J-NLR is a Python library for non-linear reconciliation, learning, and geometric analysis on constraint manifolds. Built on JAX, it leverages automatic differentiation and GPU/TPU acceleration to efficiently project predicted values onto surfaces defined by implicit constraints \(f(z) = 0\).

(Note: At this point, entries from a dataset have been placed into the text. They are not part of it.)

Issue #1174, opened 2016-02-23
Start page looks different in Firefox vs Chrome


domoritz:
The height of the images is different. 

<img width="1079" alt="screen shot 2016-02-23 at 00 05 11" src="https://cloud.githubusercontent.com/assets/589034/13245327/2cc9bb80-d9c1-11e5-8f53-5b8c92b8f1a3.png">
<img width="1070" alt="screen shot 2016-02-23 at 00 05 15" src="https://cloud.githubusercontent.com/assets/589034/13245331/30cc2aba-d9c1-11e5-8574-08a9b686cfbd.png">

willium:
This will need to redone. Probably okay for v1?

willium:
I'm not entire sure how, but this seems to work fine for me as-is. 
![screen shot 2016-03-06 at 2 17 49 am](https://cloud.githubusercontent.com/assets/356976/13553533/b7f7a2c4-e341-11e5-9555-e408b3bcefaa.jpg)

domoritz:
Yeah, something changed. The plots used to not be squares but rectangles that are slightly wider than tall.

willium:
Good to close?

domoritz:
Let me see at what point the rectangles became squares. I feel the showcase is too tall now and we could show more content.

domoritz:
Looks like it was changed in https://github.com/vega/vega-lite/commit/b72da4622bbb624fd2810cec6c075c00b5ca4c44. We were under time pressure to fix it so the patch was fine. I created this issue when we merged so we can clean things up now.

Issue #1213, opened 2016-03-02
Move usage and installation instructions


willium:
Currently the most primary information is buried, we should move it to the top or homepage

PR #1225, opened 2016-03-06
Small fixes throughout docs, re-ordering usage instructions

willium:
- [x] fix docs in smaller screen sizes
- [x] move usage up, rewrite
- [x] convert all double spaces to single spaces
- [x] responsive wide code blocks and wide visualizations


willium:
Also see: https://github.com/vega/vega-lite/issues/1226

willium:
Fixes #1174, #1213

site/docs/using.md
```diff
@@ -2,7 +2,7 @@
 layout: docs
 menu: docs
 title: Embedding Vega-Lite in a Web Page
```
kanitw: We can use Vega-Lite in command line via vl2png, vl2svg too?   

Should we change title to Using Vega-Lite and add more sections for those?   
(And possibly add in-page TOC on the top of the page?)

kanitw: or "Usage Instructions"

site/docs/docs.md
```diff
@@ -47,10 +47,3 @@ In Vega-Lite, a specification can have the following top-level properties.
 | [mark](mark.html)    | String        | The mark type.  One of `"bar"`, `"circle"`, `"square"`, `"tick"`, `"line"`, `"area"`, `"point"`, and `"text"`. |
 | [encoding](encoding.html) | Object   | A key-value mapping between encoding channels and definition of fields. |
 | [config](config.html)   | Object     | Configuration object. |
-
```
domoritz: Why delete and not move up?

willium: I don't think it's a good idea to have usage instructions partially in 3 places, but I can put it back (and up) if you think thats better.

kanitw: I think if we're moving the menu up already, it makes sense to remove it.

domoritz: So the overview page only has links to the spec docs? I have to see it to be convinced that it's a good idea.

willium:
I rewrote Usage Instructions, Changed Tutorials to Guides, and move it there. I know we discussed this and I believe @domoritz was against it. I can see why, but I think I like this more than before. Thoughts?

domoritz:
> I rewrote Usage Instructions, Changed Tutorials to Guides, and move it there. I know we discussed this and I believe @domoritz was against it. I can see why, but I think I like this more than before. Thoughts?

I can't remember whether we agreed to call the tutorials "guides"? I think I like tutorials better but we can still put a link to the usage section in the menu for tutorials. 

I'd also say that we should leave the usage.md under docs/ but just put a link to it in the tutorials menu.

* Tutorials -> shows getting started
  * Getting Started
  * Analyze data
  * Using Vega-Lite -> only a link
* Docs -> shows overview
  * Overview, needs toc
  * Using Vega-Lite
  * all the remaining docs for the spec

willium:
I don't really think usage really is API documentation, and I find it weird in the docs for that reason. I'm not sure I really like either, but slightly prefer Guides to Tutorials as it lends itself more to future uses of this section (integration of Vega-Lite with x, etc.) which are probably not semantically "tutorials." I suppose it could be either or.

For the TOC on Overview would it be for the entire docs? I'm not sure that's possible to generate like we do with Jekyll. How specific would be want to get

willium:
What about moving Usage to the highest level (next to Documentation, Examples, Tutorials in the header). To Save room we can rename Documentation to Docs, but I actually just made the header responsive so it shouldn't be too much an issue.

domoritz:
Usage is definitely part of docs. Docs are not only API docs imho. 

> For the TOC on Overview would it be for the entire docs? I'm not sure that's possible to generate like we do with Jekyll. How specific would be want to get

You can only generate TOC for one page so the TOC on the overview page probably has to be written by hand.

willium:
Okay, I'll work on the TOC. How detailed should it be?

kanitw:
> Usage is definitely part of docs. Docs are not only API docs imho.

Another way to see it is  the whole web is the docs.

Guide = Tutorial + Usage Guide
and we can rename docs to Syntax

kanitw:
This way, we don't overload the "docs" subtree with too many things.

site/static/main.css
```diff
@@ -245,6 +250,30 @@ nav a:hover {
   margin-top: -4px;
   /* hack */
   margin-right: 8px;
+  flex: 0 0 auto;
+  display: inline-block;
+  line-height: 3em;
```
kanitw: Why is the header now taller and not centered?

kanitw:
> I'd also say that we should leave the usage.md under docs/ but just put a link to it in the tutorials menu.
* Tutorials -> shows getting started
  * Getting Started
  * Analyze data
  * Using Vega-Lite -> only a link
* Docs -> shows overview
  * Overview, needs toc
  * Using Vega-Lite
  * all the remaining docs for the spec


To be honest,  this is a very confusing information architecture.    I strongly suggest

1) Make docs -> syntax

2a)  Make tutorial -> guide and put usage in guide
or 2b)  Put usage as "Usage Guide" at the top-level

kanitw:
Thinking more about it .... Tutorial is a kind of usage guide?  so 2a) make more sense.

domoritz:
Docs and tutorials is more common than guides and syntax. I feel it will me more confusing even if it is more consistent. 

Let's look at some other (please help!)

* angular has top level docs with tutorial, guide (note that this is not a tutorial, it's a complete walkthrough without a running example), and more
* react has docs with quick start, guides, and reference (that's a good term, much better than "syntax"), note that guides are again not a tutorial (guides here are similar to our usage guide)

Turntable preview: geodesics, meshes, projection, and sampling from the example notebooks

Example notebooks — geodesics, meshes, projection, and sampling (scripts/render_notebook_spin_reel.py)

Key Features

  • Non-linear Reconciliation: Multiple solvers (Augmented Lagrangian, curvature-aware Newton, vanilla projections) for projecting forecasts onto constraint manifolds
  • SHOULD Analysis: Curvature-based methods to determine when reconciliation is beneficial—verify if RMSE is guaranteed to reduce before applying corrections
  • Manifold Sampling: Sample from explicit (graph) or implicit manifolds using volume-weighted sampling, Latin hypercube, or Langevin dynamics on the constraint surface
  • Mesh Generation: Create triangulated meshes from explicit parameterizations for visualization and geodesic computation
  • Geodesics: Compute geodesic distances and shortest paths on manifolds via exact MMP algorithm or fast graph-based approximations; includes probabilistic scores like pointcloud geodesic distance
  • Visualization: Interactive 3D rendering of manifolds, projections, and geodesic paths with Plotly
  • JAX-native: Fully JIT-compiled and vectorized (vmap) for high-performance batch processing

API Documentation

Explore the full API reference:

  • Reconcile - Non-linear reconciliation solvers
  • Should - SHOULD analysis for curvature-based decision making
  • Stats - Statistical utilities
  • Curvature Utils - Curvature computation utilities

Installation

Install using uv package manager:

uv pip install -e .

Or with pip:

pip install jnlr

Citation

If you use JNLR in academic work, please cite the associated paper:

Lorenzo Nespoli, Anubhab Biswas, Roberto Rocchetta, and Vasco Medici.
"Nonlinear reconciliation: Error reduction theorems."
Transactions on Machine Learning Research (TMLR), 2026.
OpenReview: https://openreview.net/forum?id=dXRWuogm3J

BibTeX

@article{nespoli2026nonlinear_reconciliation,
  title   = {Nonlinear reconciliation: Error reduction theorems},
  author  = {Nespoli, Lorenzo and Biswas, Anubhab and Rocchetta, Roberto and Medici, Vasco},
  journal = {Transactions on Machine Learning Research},
  year    = {2026},
  url     = {https://openreview.net/forum?id=dXRWuogm3J},
  note    = {Accepted by TMLR}
}

Acknowledgements

This work has been funded by the Swiss State Secretariat for Education, Research and Innovation (SERI) under the Swiss contribution to the Horizon Europe projects DR-RISE (Horizon Europe, Grant Agreement No. 101104154) and REEFLEX (Horizon Europe, Grant Agreement No. 101096192).